The answer is clear, but the reason for it is not. And that mystery has been at the heart of what has been a very strange year in the history of papal diplomacy.

It began at the beginning. Immediately upon the start of Russia’s full-scale invasion – furthering the aggression in Crimea which began in 2014 – Pope Francis took the extraordinary step of personally visiting the Russian embassy to the Holy See. Ambassadors exist precisely to be summoned in such cases; Pope Francis chose instead to go as a supplicant, to beg for peace. The Holy Father’s sincere desire to stop the horrors of war was manifest.

That was certainly the inspiration for the worldwide consecration of Russia and Ukraine to the Immaculate Heart of Mary on March 25th, 2022.

Yet that initial visit to the Russian embassy also signalled something strange. Pope Francis was determined – even fixated – on meeting with Russian President Vladimir Putin and Patriarch Kirill of Moscow, head of the Russian Orthodox Church, convinced that he could somehow persuade them to abandon the war. Hence his reluctance to explicitly condemn Russian aggression in the first half of 2022, and his repeated insistence that, while he desired to visit Kjiv, he would only do so if he could visit Moscow.

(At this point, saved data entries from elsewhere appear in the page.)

PR #208, opened 2025-01-27
Convert JobRunner Parallelisation Attributes to Properties

dormrod:
# Description 

Improvements to the interface of the `JobRunner`. Previously, the parallelisation and level of parallelisation needed to be specified on initialisation. This is ok, but the publicly exposed attributes could also be modified having an undetermined effect on the class. For example:
```
   plams.config.default_jobrunner.parallel = True
   plams.config.default_jobrunner.maxjobs = 3
```
would use a parallel runner but not set the maximum job limit, as the underlying semaphore would not be updated.

This change therefore:
* Changes `parallel`, `maxjobs` and `maxthreads` to be properties
* Sets up the semaphores when altering the values of `maxjobs` and `maxthreads`
* Renames `semaphore` to `_job_limit` for consistency and to highlight no-one should ever access this - technically breaking
* Checks the values for maxjobs/maxthreads are 0 or >1. If maxjobs is set to 1, the process locks.

The alternative would also be just to have these as readonly properties so enforce that they can be set only on initialisation. I am on the fence either way - this would be a slightly simpler change, but would not allow this nice setting directly through the default job runner.

### DIFF
--- a/core/jobrunner.py
+++ b/core/jobrunner.py
@@ -92,7 +92,7 @@ class JobRunner(metaclass=_MetaRunner):
     A |JobRunner| instance can be passed to |run| with a keyword argument ``jobrunner``. If this argument is omitted, the instance stored in ``config.default_jobrunner`` is used.
     """
 
-    def __init__(self, parallel:bool=False, maxjobs:int=0, maxthreads:int=256):
+    def __init__(self, parallel: bool = False, maxjobs: int = 0, maxthreads: int = 256):
         # Initialize protected attributes
         self._parallel = False
         self._maxjobs = 0
@@ -170,7 +170,9 @@ class JobRunner(metaclass=_MetaRunner):
         if value < 0:
             raise ValueError(f"Value of 'maxthreads' must be 0 or greater than 1, but was {value}.")
         if value == 1:
-            raise ValueError("Value of 'maxthreads' must be 0 or greater than 1. To run in serial, set 'parallel=False'.")
+            raise ValueError(
+                "Value of 'maxthreads' must be 0 or greater than 1. To run in serial, set 'parallel=False'."
+            )
 
         # Wait for any threads using the semaphore to finish up before changing the instance
         if self._maxthreads and self._jobthread_limit:
@@ -179,7 +181,6 @@ class JobRunner(metaclass=_MetaRunner):
 
         self._maxthreads = value
         self._jobthread_limit = threading.BoundedSemaphore(value) if value else None
-
 
     def call(self, runscript, workdir, out, err, runflags):
         """call(runscript, workdir, out, err, runflags)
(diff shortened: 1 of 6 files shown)


core/jobrunner.py
```diff
@@ -92,11 +92,95 @@ class JobRunner(metaclass=_MetaRunner):
...
+        When set to ``0``, no job limit is enforced.
+
+        Note that to take effect, this requires :attr:`~scm.plams.core.jobrunner.JobRunner.parallel` to be ``True``.
+        The number of jobs may also be limited by :attr:`~scm.plams.core.jobrunner.JobRunner.maxthreads`.
+
+        When jobs are running using this, updating this value will block until its usage is complete.
+        """
+        return self._maxjobs
+
+    @maxjobs.setter
```
dormrod, line 133: N.B. as per PR description, could also just make these readonly and not have the option of changing outside of initialisation

robertrueger (approved):
The new code looks much more correct than what we had. I don't think it was very popular among users to set the attributes of the default JobRunner directly, but it sure looks like it should work.

If we made them not settable at all, then people would overwrite the default JobRunner with a new instance. If they do that while other jobs are already running, they might exceed their resource limits for a while until all the jobs using the old one are done.
The new behavior of waiting for all jobs will be more conservative, and underuse things for a while. I wonder though, if the thread that wants to change the JobRunner would have a hard time acquiring these semaphores if there are other job threads also waiting to acquire them?

dormrod:
> The new code looks much more correct than what we had. I don't think it was very popular among users to set the attributes of the default JobRunner directly, but it sure looks like it should work.
> 
> If we made them not settable at all, then people would overwrite the default JobRunner with a new instance. If they do that while other jobs are already running, they might exceed their resource limits for a while until all the jobs using the old one are done. The new behavior of waiting for all jobs will be more conservative, and underuse things for a while. I wonder though, if the thread that wants to change the JobRunner would have a hard time acquiring these semaphores if there are other job threads also waiting to acquire them?

A fair point, it could struggle to acquire all the locks if there are a lot of jobs in the queue. I could swap to a reader-writer lock type pattern.

dormrod:
> The new code looks much more correct than what we had. I don't think it was very popular among users to set the attributes of the default JobRunner directly, but it sure looks like it should work.
> 
> If we made them not settable at all, then people would overwrite the default JobRunner with a new instance. If they do that while other jobs are already running, they might exceed their resource limits for a while until all the jobs using the old one are done. The new behavior of waiting for all jobs will be more conservative, and underuse things for a while. I wonder though, if the thread that wants to change the JobRunner would have a hard time acquiring these semaphores if there are other job threads also waiting to acquire them?

I have added a custom `LimitedSemaphore` which should handle the resizing and also give priority access to the setter

PR #209, opened 2025-01-28
Make job manager workdir and job_logger lazy SO107

dormrod:
# Description

Convert the `workdir` on the `JobManager` to be a lazy property, which only creates the workdir when necessary i.e. on first access.

This avoids the manager creating unnecessary workdirs, for example when only using the manager to run `load_job`.  There should be no difference in behaviour otherwise.

To facilitate this, also make the job logger class lazy. This also means no csv file is ever created if no jobs are ever run.


unit_tests/test_jobmanager.py
```diff
@@ -0,0 +1,84 @@
...
+        assert not os.path.exists(job_manager._workdir)
+
+        # When access workdir for the first time
+        # Then workdir is created
+        assert os.path.exists(job_manager.workdir)
+        assert os.path.exists(job_manager._workdir)
+
+        # When access subsequent times
+        # Then workdir is not re-created
+        assert os.path.exists(job_manager._workdir)
```
robertrueger: This should probably access `workdir` instead of `_workdir`? I also wonder how we would know that no new directory has been created here? Wouldn't this just check that a potential newly created folder would exist?

dormrod: Good spot, have updated / changed comment

robertrueger (approved):

PR #212, opened 2025-01-31
Constraints reb

rebadam:
I added constraints handling to the AMSWorker. This entails an extra method SetConstraints. Also, the GeometryOptimization now looks for a message about the convergence. If it finds it, it just adds it to the results object.

I added this to the docs, and I made an example. To have this example work, I made a minor update to the plot_grid_molecules function (by Giullio). It now guesses bonds only if the molecule does not have bonds yet. In addition, it removes the conformer from the rdkit molecule, since this generally results in better 2D images.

Why Pope Francis was so convinced that he could go to Moscow — and made that a prerequisite for visiting Kyiv — is a great mystery. In 1988, the Russian Orthodox Church — under the liberalizing political regime of Mikhail Gorbachev — would not permit Pope St. John Paul II to visit for the millennium of Russian Christianity. There was never a chance that they would change their minds under Putin in the middle of hot war. Nevertheless, for purposes of tormenting Ukraine, Russia dangled the possibility of a meeting with Kirill for months, until he backed out of an interreligious meeting in Kazakhstan where he could have met Pope Francis.

Meanwhile, Ukrainian Catholics were publicly grateful for the rhetorical solidarity of the Holy See; in private, they were deeply apprehensive about the continued courting of Kirill, even while Kirill backed Putin’s war. By summer, their patience wore thin; exasperation with Pope Francis came to the fore.

In July, Kyiv’s Latin Catholic bishop openly said that should Pope Francis go to Moscow first, as was his express desire, it would be a “catastrophe.”

In August, the most shocking development in recent papal diplomacy erupted. Enraged by the papal habit of finding reasons to mitigate Russian culpability, the Ukrainian ambassador to the Holy See ferociously denounced the Holy Father, saying that he was incapable of drawing a moral distinction between the “rapist and the one raped.”

Such an attack on the Holy Father’s moral authority — from a generally friendly country — could not go unanswered. Veteran diplomats waited to see how Rome would respond.

The response came quickly. The Holy See capitulated, abandoning overnight the previous six months of papal positioning. Eagerly seeking to regain lost credibility, papal diplomats denounced Russian aggression in no uncertain terms, including the role of Patriarch Kirill, calling his support for the war “sacrilegious.”

The dramatic reversal permitted the Holy Father to speak more freely about the Russian war against Ukraine in the latter months of 2022, but could not undo the damage of the first six months of equivocation. The always remote possibility of the Vatican acting as a mediator was now fantasy; Pope Francis was not trusted by the Ukrainian government, to say nothing of the historic cool relations with Moscow.

As for visiting, Pope Francis would not be permitted to visit Moscow, and there was no enthusiasm for him to visit Kyiv. Expressions of papal solidarity were welcome, to be sure, but Pope Francis was not considered a stalwart friend. And the time had passed for such a visit to make a significant impact. When the British prime minister had already visited three times, the impact of any papal visit was greatly attenuated.

Now that Biden has walked the Holy Father’s talk, papal diplomacy is even more on the sidelines. Ukrainian President Volodymyr Zelenskyy visited Washington in December and London and Paris earlier this month. One does not expect that Rome is a priority — unless he comes to reciprocate the visit of Italy’s prime minister.